Data is always written to and deleted from the master data node in the cluster. However, reading request will be balanced between slave data nodes. So in read sensitive environments, as much as new data node added to the cluster will help you to increase the response time.
Admin
and File Storage
toolsKertish-dos nodes has different hardware requirements to work flawless.
Manager-Node has redis, mongodb and locking-center TCP connections. In addition to that, it serves REST end-points for head-node and data-node for management feedback requests. For these purposes, a powerful network connection is a must. If you provide minimum 4 or more CPU Cores, it will significantly drop the response time between node communication. According to your Kertish farm setup, you may need 2GB or more memory. If you are serving many small files between 1kb to 16mb, it is better to keep memory not less than 8 GB for 4 clusters with 8 data-nodes working master-slave logic and disk space size is between 350GB to 600GB. It is required to handle synchronization and repair operation handling otherwise, it can fall to swap space which cause slow operation problem and if there is not any swap space configuration, it will lead the service to crash. NOTE Always remember that Manager-Node is not scalable right now. It will work only one instance. I’m working to make it scalable.
Head-Node has mongodb and locking-center TCP connections. Also, it serves REST end-points for file storage manipulations. It means, it is a good idea to have 200mbit or powerful network connection. Head-Node will cache the uploaded file to process. So, if you are uploading raw 32GB file to the Kertish-dos, you should have a powerful memory and swap space to hold the whole file in the memory. For this reason, you should have a powerful SSD Disk with a huge swap space configured. NOTE this logic will be extended in the future releases and will able to cover real-time uploading without caching. If you are configuring the Kertish-dos farm to serve just small files between 1kb to 2GB, 4GB ram with 8GB swap space will be more than enough to cover expectations. On read wise, Head-Node does not cache anything, it transfers the data from the data-node to client. So memory is essential just for file uploads. Remember that, Head-Node is scalable and you can put as much as Head-Node for file manipulation behind the load balancer. CPU is not a big consideration. Minimum 2 or more CPU Cores will be sufficient. Head-Node does not do any serious calculation.

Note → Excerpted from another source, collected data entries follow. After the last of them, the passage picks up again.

PR #4226, opened 2023-12-23
[Internal] GlobalEndpointManager: Fixes Memory Leak

NaluTripician:
# Pull Request Template

## Description

This will fix the memory leak in `GlobalEndpointManager` where `CancellationTokenSources` are not disposed. 

## Type of change

## Closing issues

### DIFF
--- a/Microsoft.Azure.Cosmos/src/Routing/GlobalEndpointManager.cs
+++ b/Microsoft.Azure.Cosmos/src/Routing/GlobalEndpointManager.cs
@@ -351,14 +351,10 @@ namespace Microsoft.Azure.Cosmos.Routing
 
             public void Dispose()
             {
-                lock (this)
+                if (Interlocked.Increment(ref this.disposeCounter) == 1)
                 {
-                    if (this.disposeCounter == 0)
-                    {
-                        Interlocked.Increment(ref this.disposeCounter);
-                        this.CancellationTokenSource?.Cancel();
-                        this.CancellationTokenSource?.Dispose();
-                    }
+                    this.CancellationTokenSource?.Cancel();
+                    this.CancellationTokenSource?.Dispose();
                 }
             }
         }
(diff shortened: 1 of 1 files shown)


FabianMeiswinkel (changes requested):
PLease take a look at the thread-safety comment

Microsoft.Azure.Cosmos/src/Routing/GlobalEndpointManager.cs
```diff
@@ -345,7 +347,20 @@ private static bool IsNonRetriableException(Exception exception)
                 }
 
                 return false;
-            }
+            }
+
+            public void Dispose()
+            {
+                lock (this)
```
FabianMeiswinkel, line 354: You do not need any locks when using Interlocked.Increment - Interlocked.Increment will atomically increment the number and return its updated value. So, you can safely use

```
if (Interlocked.Increment(ref this.disposeCounter) == 1)
{
    this.CancellationTokenSource?.Cancel();
    this.CancellationTokenSource?.Dispose();
}
```

An alternative using locking would usually take advantage of the double-checked-locking pattern (allowing to avoid perf overhead of taking the lock if not necessary) - so, something like...

```
if (this.disposeCounter > 0)
{
    // Exit early - another thread is taking care of clean-up already
    return;
}

lock (this) // see comment below - in c# never lock (this) - or at least be super careful
{
    if (this.disposeCounter > 0)
    {
        // Exit early - another thread is taking care of clean-up already
        return;
    }

    this.disposeCounter += 1;
    this.CancellationTokenSource?.Cancel();
    this.CancellationTokenSource?.Dispose();
}
```

Locks in C# should never ever be made on lock(this) for public /protected classes, because this could easily result in dead-locks (you simply don't know who else also locks (this). For a private sub-class like in this case it is in theory acceptable - I would still always declare a `private readonly object thisLock = new object();` to use it for locking just to avoid copy-and-paste mistakes.

All of that said - for this use-case my preference would be for the Interlocked.Increment pattern above - it avoids locks altogether and we don't need locks for consistency reasons here.

FabianMeiswinkel (approved):
LGTM now - thanks!

kundadebdatta (approved):
LGTM! Thanks!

Data-Node has backend custom TCP ports to serve content. It makes REST requests to Manager-Node. For this reason, each node can have 100mbit or powerful network connection to serve files. Data-Node has optional caching feature to cache the most requested files to serve quickly. For a data-node with 500GB disk space without caching, 4GB memory is enough to operate. More memory will not change the response time or performance. If you consider to use caching, just put as much as memory top of 4GB to improve response time. It means, if you have a machine with 16GB memory, 16GB-4GB = 12GB memory can be use for caching. Hard disk is a key point here. Better to use SSD for fast access and serve. HDD will be also okay if you are storing huge files because it will not have many small file chunks stored on the disk. However, small files will create many chunks which will affect seek time of the disk head and that will lead you a slow data-node. On CPU wise, it is not a critical topic. Minimum 2 or more CPU cores will be sufficient to serve files. On the other hand, slave nodes are periodically synchronize content with master and on that operation, CPU usage can raise. So if you provide fast and more CPU core(s), synchronisation will finish quicker.

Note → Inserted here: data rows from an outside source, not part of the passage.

PR #4229, opened 2023-12-27
GatewayClientStore: Fixes an issue with dealing with invalid JSON HTTP responses

### LINKED ISSUE #4162: Handle invalid JSON HTTP response from Gateway for error scenarios
We have received multiple reports of cases where the SDK throws a JSON serialization exception when processing HTTP responses from the Cosmos DB Gateway, for example:

```
Exception: Newtonsoft.Json.JsonReaderException: Error reading JObject from JsonReader. Path '', line 0, position 0.   
  at Newtonsoft.Json.Linq.JObject.Load(JsonReader reader, JsonLoadSettings settings)    
  at Microsoft.Azure.Documents.JsonSerializable.LoadFrom(JsonReader reader, JsonSerializerSettings serializerSettings)    
  at Microsoft.Azure.Documents.JsonSerializable.LoadFrom[T](JsonTextReader jsonReader, ITypeResolver`1 typeResolver, JsonSerializerSettings settings)    
  at Microsoft.Azure.Cosmos.GatewayStoreClient.<CreateDocumentClientExceptionAsync>d__11.MoveNext() --- End of stack trace from previous location where exception was thrown ---    
  at System.Runtime.ExceptionServices.ExceptionDispatchInfo.Throw()    
  at System.Runtime.CompilerServices.TaskAwaiter.HandleNonSuccessAndDebuggerNotification(Task task)    
  at System.Runtime.CompilerServices.TaskAwaiter`1.GetResult()    
  at Microsoft.Azure.Cosmos.GatewayStoreClient.<ParseResponseAsync>d__9.MoveNext()
```

`Microsoft.Azure.Cosmos.GatewayStoreClient.<ParseResponseAsync>` hints as this being an HTTP response from Gateway.

`Microsoft.Azure.Cosmos.GatewayStoreClient.<CreateDocumentClientExceptionAsync>` means the statuscode of the HTTP response was a failure (not 200 or any success).

Which means, Gateway returned a failure but the content was invalid.

SDK checks the `Content-Type` header and if it's `application/json` then expects the content to be valid JSON:

https://github.com/Azure/azure-cosmos-dotnet-v3/blob/083df87e6ebf8cfc25092e8642846f34273158f1/Microsoft.Azure.Cosmos/src/GatewayStoreClient.cs#L151-L154

In all these cases what happened was that the content was either empty or invalid JSON.

To avoid the exception in the most common case (empty), we should check the Content-Size of the response, and if it's 0, either throw an exception saying that the response is invalid because it's empty or avoid attempting the JSON deserialization of the body and just produce the error response using the statuscode as if it had no content.

## Expected outcome

* If the Content-Size header is `application/json` but the content size is 0, skip attempting to deserialize the content
* If the Content-Size header is `application/json` but the content size > 0, attempt to deserialize the content. If that fails, follow the code path that treats the content as text (non-JSON path).

philipthomas-MSFT:
## Description

Fixes an issue when `Error` string/stream from Gateway response cannot be deserialized.
For more information, see #4162 

## Type of change

## Closing issues

To automatically close an issue: closes #4162


Microsoft.Azure.Cosmos/src/GatewayStoreClient.cs
```diff
@@ -150,6 +151,24 @@ internal static INameValueCollection ExtractResponseHeaders(HttpResponseMessage
             // If service rejects the initial payload like header is to large it will return an HTML error instead of JSON.
             if (string.Equals(responseMessage.Content?.Headers?.ContentType?.MediaType, "application/json", StringComparison.OrdinalIgnoreCase))
             {
+                // For more information, see https://github.com/Azure/azure-cosmos-dotnet-v3/issues/4162.
+                if (await GatewayStoreClient.IsJsonHTTPResponseFromGatewayInvalidAsync(responseMessage))
```
sourabh1007, line 155: Here you are checking if content is not there (means content length is 0) then create your own Error object with hardcoded message.
What about other scenario when content is there but we got a response from gateway which is not de-serializable to `Error` type?

Microsoft.Azure.Cosmos/src/GatewayStoreClient.cs
```diff
@@ -150,6 +151,24 @@ internal static INameValueCollection ExtractResponseHeaders(HttpResponseMessage
...
+                {
+                    return new DocumentClientException(
+                        new Error
+                        {
+                            Code = responseMessage.StatusCode.ToString(),
+                            Message = "Invalid JSON HTTP response from Gateway."
```
sourabh1007, line 161: Message should not be "Invalid" JSON.  It should be something like "No response content from gateway".

Microsoft.Azure.Cosmos/src/GatewayStoreClient.cs
```diff
@@ -197,6 +216,19 @@ internal static INameValueCollection ExtractResponseHeaders(HttpResponseMessage
...
+        /// <summary>
+        /// Checking if exception response (deserializable Error object) is valid based on the content length.
+        /// For more information, see <see href="https://github.com/Azure/azure-cosmos-dotnet-v3/issues/4162."/>.
+        /// </summary>
+        /// <param name="responseMessage"></param>
+        private static async Task<bool> IsJsonHTTPResponseFromGatewayInvalidAsync(HttpResponseMessage responseMessage)
+        {
+            string readString = await responseMessage.Content.ReadAsStringAsync();
+
+            return responseMessage.Content?.Headers?.ContentLength == 0 ||
```
sourabh1007, line 228: I think we can rely on `ContentLength` only to identify if content is there. No need to read the message and then get the length.

Microsoft.Azure.Cosmos/src/GatewayStoreClient.cs
philipthomas-MSFT: > What about other scenario when content is there but we got a response from gateway which is not de-serializable to `Error` type?

Is this a real case? Or are you suggesting future proofing? If that scenario is valid, would the content type be "application/json" or "text/html"?

Microsoft.Azure.Cosmos/src/GatewayStoreClient.cs
philipthomas-MSFT: Sure, thanks for the feedback.

Microsoft.Azure.Cosmos/src/GatewayStoreClient.cs
philipthomas-MSFT: > I think we can rely on `ContentLength` only to identify if content is there. No need to read the message and then get the length.

if you look at the tests, I have a case where the response could have whitespaces. whitespaces without trimming will not have a content length of zero. so you must read it, trim it, and then check the length.

https://github.com/Azure/azure-cosmos-dotnet-v3/blob/bee917ff59f2536216125280fc8d0ca1884028fe/Microsoft.Azure.Cosmos/tests/Microsoft.Azure.Cosmos.Tests/GatewayStoreClientTests.cs#L30C9-L30C111

Microsoft.Azure.Cosmos/src/GatewayStoreClient.cs
FabianMeiswinkel: Both are possible - we had bugs in ComputeGateway where the json returned was invalid (not even valid json) but using application/json - and RoutingGateway is using IIS - which can return test/html for every request when some validations (for example headers too large) are hit

Microsoft.Azure.Cosmos/src/GatewayStoreClient.cs
FabianMeiswinkel: Also Content-Length from service is a SHOULD - not a MUST - so, strictly the header is optional. https://www.rfc-editor.org/rfc/rfc9110.html#name-content-length
So, while header can be used in most cases it is not 100% fool-proof (I would be ok taking the dependency here given we know the endpoints would be compliant with the SHOULD rule) - your choice.

Microsoft.Azure.Cosmos/src/GatewayStoreClient.cs
philipthomas-MSFT: Then reading the response content is more important in order try parse the Json. Another conversation below was suggesting to not read the content, just the content length, and i did push back on this, but wanted to make sure if this is still a concern, let's put those concerns to bed and I can resolve the other conversation and make this change.

Microsoft.Azure.Cosmos/src/GatewayStoreClient.cs
```diff
@@ -150,6 +151,24 @@ internal static INameValueCollection ExtractResponseHeaders(HttpResponseMessage
...
+                        },
+                        responseMessage.Headers,
+                        responseMessage.StatusCode)
+                    {
+                        StatusDescription = responseMessage.ReasonPhrase,
+                        ResourceAddress = resourceIdOrFullName,
+                        RequestStatistics = requestStatistics
+                    };
+                }
+
```
ealsur, line 171: This method does 2 things:

1. If the Content Type is `application/json`, attempts to parse as JSON
2. If not (the `else`) does the `ReadAsStringAsync`.

As Fabian mentioned, there are 2 cases:

1. Content-type is `application/json` but Content Length is 0 (this is the evidence we had from customers, the Content Length header is present and is 0).
2. Content-type is `application/json`, Content Length is greater than 0, but the content is not JSON

In both cases, the `Documents.Resource.LoadFrom` method throws.

If we are introducing some logic that duplicates what the `else` clause does, could we then refactor the code in a way to reduce code duplication?

ealsur: To clarify: The new code that does `return new DocumentClientException` is very similar to what the `else` clause does, could we take advantage of what already exists instead of duplicating it?

Microsoft.Azure.Cosmos/src/GatewayStoreClient.cs
```diff
@@ -150,8 +152,23 @@ internal static INameValueCollection ExtractResponseHeaders(HttpResponseMessage
...
-                Error error = Documents.Resource.LoadFrom<Error>(readStream);
+                // For more information, see https://github.com/Azure/azure-cosmos-dotnet-v3/issues/4162.
+                Error error;
+
+                if (await GatewayStoreClient.IsJsonHTTPResponseFromGatewayInvalidAsync(responseMessage))
+                {
+                    error = new Error
+                    {
+                        Code = responseMessage.StatusCode.ToString(),
+                        Message = "No response content from gateway."
```
ealsur, line 163: How is this approach include the raw non-JSON string in the DocumentClientException?

Assuming there are 2 code blocks, A (what is in the `if`), and B (what is in the `else`), would an approach like this work?

```
if (string.Equals(responseMessage.Content?.Headers?.ContentType?.MediaType, "application/json", StringComparison.OrdinalIgnoreCase))
{
   try
   {
       CodeBlockA
   }
}
// no else

CodeBlock-B
```

Removing the `else` and adding a `try/catch` would simplify and allow to reuse the current code. In the case of an invalid JSON, the exception on the `catch` would flow to CodeBlock-B which treats the body as raw string.

Microsoft.Azure.Cosmos/tests/Microsoft.Azure.Cosmos.Tests/GatewayStoreClientTests.cs
```diff
@@ -0,0 +1,106 @@
...
+                startTime: DateTime.UtcNow, 
+                trace: NoOpTrace.Singleton);
+
+            DocumentClientException documentClientException = await GatewayStoreClient.CreateDocumentClientExceptionAsync(
+                responseMessage: responseMessage,
+                requestStatistics: requestStatistics);
+
+            Assert.IsNotNull(value: documentClientException);
+            Assert.AreEqual(expected: HttpStatusCode.NotFound, actual: documentClientException.StatusCode);
+            Assert.IsTrue(condition: documentClientException.Message.Contains("No response content from gateway."));
```
ealsur, line 61: The message should contain the `content`, whatever it is that Gateway returned that is not JSON

philipthomas-MSFT: Ok, thanks for the feedback @ealsur! However, at what point did we decide as a requirement that it is correct to return "whatever it is that Gateway returned that is not JSON"?

Microsoft.Azure.Cosmos/src/GatewayStoreClient.cs
philipthomas-MSFT: And also @ealsur , your proposal at refactoring is for the existing code that is not being touched by this fix. I falsely assumed you were suggesting the refactoring of the code that I included to address the problem. I am all about making improvements to parts of the codebase, but what are we gaining? Do we have sufficient enough tests to ensure that the behavior does not change, and that we are not introducing new issues? I mean, I did a search for `CreateDocumentClientExceptionAsync` before I started and did not see one unit test for this method. So, it makes me afraid to touch it until we can understand it more, and put more tests around it. Again, thanks for the feedback. I welcome these discussions.

Microsoft.Azure.Cosmos/tests/Microsoft.Azure.Cosmos.Tests/GatewayStoreClientTests.cs
```diff
@@ -0,0 +1,106 @@
...
+    [TestClass]
+    public class GatewayStoreClientTests
+    {
+        /// <summary>
+        /// Testing the exception behavior when a response from the Gateway has no response (deserializable Error object) based on the content length.
+        /// For more information, see <see href="https://github.com/Azure/azure-cosmos-dotnet-v3/issues/4162"/>.
+        /// </summary>
+        /// <returns></returns>
+        [TestMethod]
+        [DataRow(@"")]
```
ealsur, line 28: Add a test case for valid JSON that represents an `Error` type

ealsur: Can be another test method

philipthomas-MSFT: That test already exist @ealsur . `CreateDocumentClientExceptionValidJsonResponseFromGatewayTestAsync`

Microsoft.Azure.Cosmos/tests/Microsoft.Azure.Cosmos.Tests/GatewayStoreClientTests.cs
ealsur: If the Gateway response has content, we should return it in the error. It could be that they erroneously set the Content-Type to json, but if there is content, it can be valuable for debugging purposes. We cannot discard content just because it is not in the format we expected based on the headers, it could make the difference between being able to continue an incident investigation and having no way to know what was returned to the client

Microsoft.Azure.Cosmos/src/GatewayStoreClient.cs
```diff
@@ -132,26 +134,66 @@ internal static INameValueCollection ExtractResponseHeaders(HttpResponseMessage
...
-            // If service rejects the initial payload like header is to large it will return an HTML error instead of JSON.
-            if (string.Equals(responseMessage.Content?.Headers?.ContentType?.MediaType, "application/json", StringComparison.OrdinalIgnoreCase))
+            try
             {
                 Stream readStream = await responseMessage.Content.ReadAsStreamAsync();
                 Error error = Documents.Resource.LoadFrom<Error>(readStream);
+
+                // need to rethink dropping the check for media type "application/json".
+
+                if (responseMessage.Content?.Headers?.ContentLength == 0 ||
```
ealsur, line 187: If the ContentLength is 0, this never hits because the LoadFrom throws.

Microsoft.Azure.Cosmos/tests/Microsoft.Azure.Cosmos.Tests/GatewayStoreClientTests.cs
```diff
@@ -0,0 +1,226 @@
...
+            Assert.IsNotNull(value: documentClientException.Error);
+            Assert.AreEqual(expected: HttpStatusCode.NotFound.ToString(), actual: documentClientException.Error.Code);
+            Assert.IsTrue(documentClientException.Error.Message.Contains(contentMessage));
+        }
+
+        /// <summary>
+        /// Testing CreateDocumentClientExceptionAsync when media type is application/json and the header content length is zero.
+        /// </summary>
+        [TestMethod]
+        public async Task TestCreateDocumentClientExceptionWhenMediaTypeIsApplicationJsonAndHeaderContentLengthIsZeroAsync()
```
ealsur, line 64: nit: This is not testing ContentLength 0, it is testing a JSON that has an Error, with property Code = 404 and Message = empty

Microsoft.Azure.Cosmos/tests/Microsoft.Azure.Cosmos.Tests/GatewayStoreClientTests.cs
philipthomas-MSFT: Thanks for the feedback @ealsur . I was planning on doing more work on this today. I will mark this as draft. I have a habit of pushing code frequently.

Microsoft.Azure.Cosmos/src/GatewayStoreClient.cs
philipthomas-MSFT: This is false, this test [TestCreateDocumentClientExceptionWhenMediaTypeIsApplicationJsonAndContentIsNotValidJsonAndContentLengthIsZeroAsync](https://github.com/Azure/azure-cosmos-dotnet-v3/blob/2f582f648cd240ba73ce6834c1603400f5c7e975/Microsoft.Azure.Cosmos/tests/Microsoft.Azure.Cosmos.Tests/GatewayStoreClientTests.cs#L146C27-L146C141).

Microsoft.Azure.Cosmos/tests/Microsoft.Azure.Cosmos.Tests/GatewayStoreClientTests.cs
philipthomas-MSFT: OK. Out of draft mode. Please provide feedback. Thanks.

Microsoft.Azure.Cosmos/src/GatewayStoreClient.cs
philipthomas-MSFT: OK. Out of draft mode. Please provide feedback. Thanks.

Microsoft.Azure.Cosmos/tests/Microsoft.Azure.Cosmos.Tests/GatewayStoreClientTests.cs
philipthomas-MSFT: OK. Out of draft mode. Please provide feedback. Thanks.

Microsoft.Azure.Cosmos/src/GatewayStoreClient.cs
```diff
@@ -132,26 +137,196 @@ internal static INameValueCollection ExtractResponseHeaders(HttpResponseMessage
...
+
+            return error;
+        }
+
+        /// <summary>
+        /// Creating a new DocumentClientException using the Gateway response message.
+        /// </summary>
+        /// <param name="responseMessage"></param>
+        /// <param name="requestStatistics"></param>
+        internal static async Task<DocumentClientException> WorkingCreateDocumentClientExceptionAsync(
```
ealsur, line 271: Is this a test code?

Microsoft.Azure.Cosmos/src/GatewayStoreClient.cs
```diff
@@ -132,26 +137,196 @@ internal static INameValueCollection ExtractResponseHeaders(HttpResponseMessage
...
             }
 
-            // If service rejects the initial payload like header is to large it will return an HTML error instead of JSON.
-            if (string.Equals(responseMessage.Content?.Headers?.ContentType?.MediaType, "application/json", StringComparison.OrdinalIgnoreCase))
+            try
             {
-                Stream readStream = await responseMessage.Content.ReadAsStreamAsync();
-                Error error = Documents.Resource.LoadFrom<Error>(readStream);
+                Stream contentAsStream = await responseMessage.Content.ReadAsStreamAsync();
+                Error error = GatewayStoreClient.GetError(
```
ealsur, line 172: This changes the flow into always attempting to deserialize to JSON regardless of the Content-Type.

Given that we have no need to introduce a new custom text that says `No response content from gateway.` we don't need to specifically detect the case of empty content.

Why not simplify the flow by:

1. Maintain the Content-Type check, add a Content-Length > 0 condition to it.
2. Remove the `else`, treat it as a flow-through
3. Add a `try` with empty `catch` inside the `if` when `LoadFrom` is attempted

```
if (condition)
{
  try
  {
      json parsing
  }
  catch{}
}

string parsing
```

That way we don't add layers of complexity checking and trimming the text.

The goal of this PR should be: Avoid crashing the customer application with a JSON exception while allowing us to capture any non-json content in the Gateway response

Microsoft.Azure.Cosmos/src/GatewayStoreClient.cs
```diff
@@ -9,6 +9,9 @@ namespace Microsoft.Azure.Cosmos
     using System.Diagnostics;
     using System.Diagnostics.CodeAnalysis;
     using System.IO;
+    using System.Linq;
+    using System.Linq.Expressions;
+    using System.Net;
```
ealsur, line 14: Are all these usings needed?

ealsur (commented):
Great progress! Thanks for doing this

Microsoft.Azure.Cosmos/src/GatewayStoreClient.cs
philipthomas-MSFT: That the old one. Removed

Microsoft.Azure.Cosmos/src/GatewayStoreClient.cs
philipthomas-MSFT: I understand what your vision for this. However, the problem with this approach is that I envision this to deal with cases where the Error object is valid JSON, but its message is empty, which is why I trimming the message of Error to also deal with potential whitespaces. What you suggest takes this away from what I envisioned it to behave. Just checking the ContentLength only handles cases when Error is empty. Do you think that this is not necessary? Because if I don't include this, the behavior will send the Error back in the DocumentClientException, but the Error will not have a message. If this is perfectly fine and expected from the CX perspective. I can go down your path and call it a day.

Microsoft.Azure.Cosmos/src/GatewayStoreClient.cs
philipthomas-MSFT: I will remove them on the next push. Thanks.

Microsoft.Azure.Cosmos/src/GatewayStoreClient.cs
ealsur: I understand better now, thanks for detailing what you intended :)

Help me understand a bit more: If the Error object is valid JSON, but the Message property is empty (the ErrorCode is not), then can you expand on why is this a problem? The ErrorCode property is still there and has a value. What is the value we would be adding by removing the Error object content (including the ErrorCode value) for "No response content from Gateway"? What is the latter adding?

From the CX perspective, they are just expecting their app not to crash, the Error object is something that they do not consume specifically, it is for whoever is looking at the DocumentClientException from the Cosmos DB team to figure out what is wrong within Gateway.

philipthomas-MSFT: Thanks for the feedback. I agree with what you are saying. For me it just looks weird to return an Error object with no details on what that error is. Maybe there is no real case that the Error object will have an empty message. Maybe this is just made up in my head. 😂 But we never thought that the Gateway could send an error that is empty. For something like a malformed JSON, like HTML, at least we include that so that the CX can see what is happening and take some action, or no action, but at least they can make a decision on what they see. But acknowledging that there is an Error with no message at all almost seems as worse as failing out ungracefully. 

At the end of the day, I think we all can agree that it would be nice if we didn't have to circumvent this and actually have Gateway explain and fix this themselves. Since that is not going to happen, and this is the best solution, I will allow it without further pushback. 

I already removed it and made the recommended change. Let's just get this pushed through. In the end, I enjoy the conversation around this so let's take it offline.

ealsur: > At the end of the day, I think we all can agree that it would be nice if we didn't have to circumvent this and actually have Gateway explain and fix this themselves.

💯

Microsoft.Azure.Cosmos/src/GatewayStoreClient.cs
```diff
@@ -132,69 +131,79 @@ internal static INameValueCollection ExtractResponseHeaders(HttpResponseMessage
...
+                resourcePath: out _,
+                resourceIdOrFullName: out string resourceIdOrFullName,
+                isNameBased: out _))
             {
                 // if resourceLink is invalid - we will not set resourceAddress in exception.
             }
 
             // If service rejects the initial payload like header is to large it will return an HTML error instead of JSON.
-            if (string.Equals(responseMessage.Content?.Headers?.ContentType?.MediaType, "application/json", StringComparison.OrdinalIgnoreCase))
+            if (string.Equals(responseMessage.Content?.Headers?.ContentType?.MediaType, "application/json", StringComparison.OrdinalIgnoreCase) ||
```
ealsur, line 154: Condition should be `&&`, for attempting JSON parsing the header should be `application/json` AND the content should be > 0

```suggestion
            if (string.Equals(responseMessage.Content?.Headers?.ContentType?.MediaType, "application/json", StringComparison.OrdinalIgnoreCase) &&
```

Microsoft.Azure.Cosmos/src/GatewayStoreClient.cs
```diff
@@ -132,69 +131,79 @@ internal static INameValueCollection ExtractResponseHeaders(HttpResponseMessage
...
+                responseMessage.Content?.Headers.ContentLength != 0)
```
ealsur, line 155: I don't know if the value could be -1 but better be safe :D

```suggestion
                responseMessage.Content?.Headers.ContentLength > 0)
```

Microsoft.Azure.Cosmos/src/GatewayStoreClient.cs
```diff
@@ -132,69 +131,79 @@ internal static INameValueCollection ExtractResponseHeaders(HttpResponseMessage
...
                     {
-                        foreach (KeyValuePair<string, IEnumerable<string>> header in requestMessage.Headers)
-                        {
-                            context.AppendLine($"Header: {header.Key} Length: {string.Join(",", header.Value).Length};");
-                        }
+                        contextBuilder.AppendLine($"Header: {header.Key} Length: {string.Join(",", header.Value).Length};");
                     }
                 }
-
-                String message = await responseMessage.Content.ReadAsStringAsync();
```
ealsur, line 185: Nice, you removed a double read we had here!

ealsur (approved):
LGTM, just a few small nits

Microsoft.Azure.Cosmos/src/GatewayStoreClient.cs
philipthomas-MSFT: Fair point

ealsur (approved):

sourabh1007 (approved):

Kertish-dos farm consist of minimum
Head Node
is for file storage interaction. When the data is wanted to access, the application should
make the request to this node. It works as REST service. File storage command-line tool communicate directly to
head node. Head node is scalable. Check head-node
folder for details.
Manager Node
is for orchestrating the cluster(s). When the system should be setup first time or
manage farm for adding, removing cluster/node, this node will be used. Admin command-line tool
communicate directly with manager node. Manager node is NOT scalable for now. Check manager-node
folder for details.
Data Node
is to keep the data blocks. All the file data particles will be distributed on data nodes in
different clusters.
I’ll setup a farm using
Whole setup will be done on the same machine. This is just for testing purpose. In real world, you will need 6 servers for this setup. It is okay to keep the Mongo DB, Redis DSS, Locking-Center Server and Manager Node in the same machine if it covers the DB and DSS expectations.

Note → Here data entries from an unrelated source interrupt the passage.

PR #4251, opened 2024-01-15
IgnoreCertFlag: Adds flag support to ignore SSL check

sourabh1007:
# Pull Request Template

## Description

## Type of change

## Closing issues


Microsoft.Azure.Cosmos/src/Fluent/CosmosClientBuilder.cs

You will not find the Mongo DB, Redis DSS, Locking-Center Server setup. Please follow the instruction on their web sites.
The docker hub page is [https://hub.docker.com/r/freakmaxi/kertish-dos]
You can use the sample docker-compose file to kickstart the Kertish-dos farm in docker container with 6 Data-Nodes working in 3 Clusters as Master/Slave
[https://github.com/freakmaxi/kertish-dos/blob/master/docker-compose.yml]
docker-compose up
will make everything ready for you.
Download setup script from [https://github.com/freakmaxi/kertish-dos/blob/master/kertish-docker-setup.sh]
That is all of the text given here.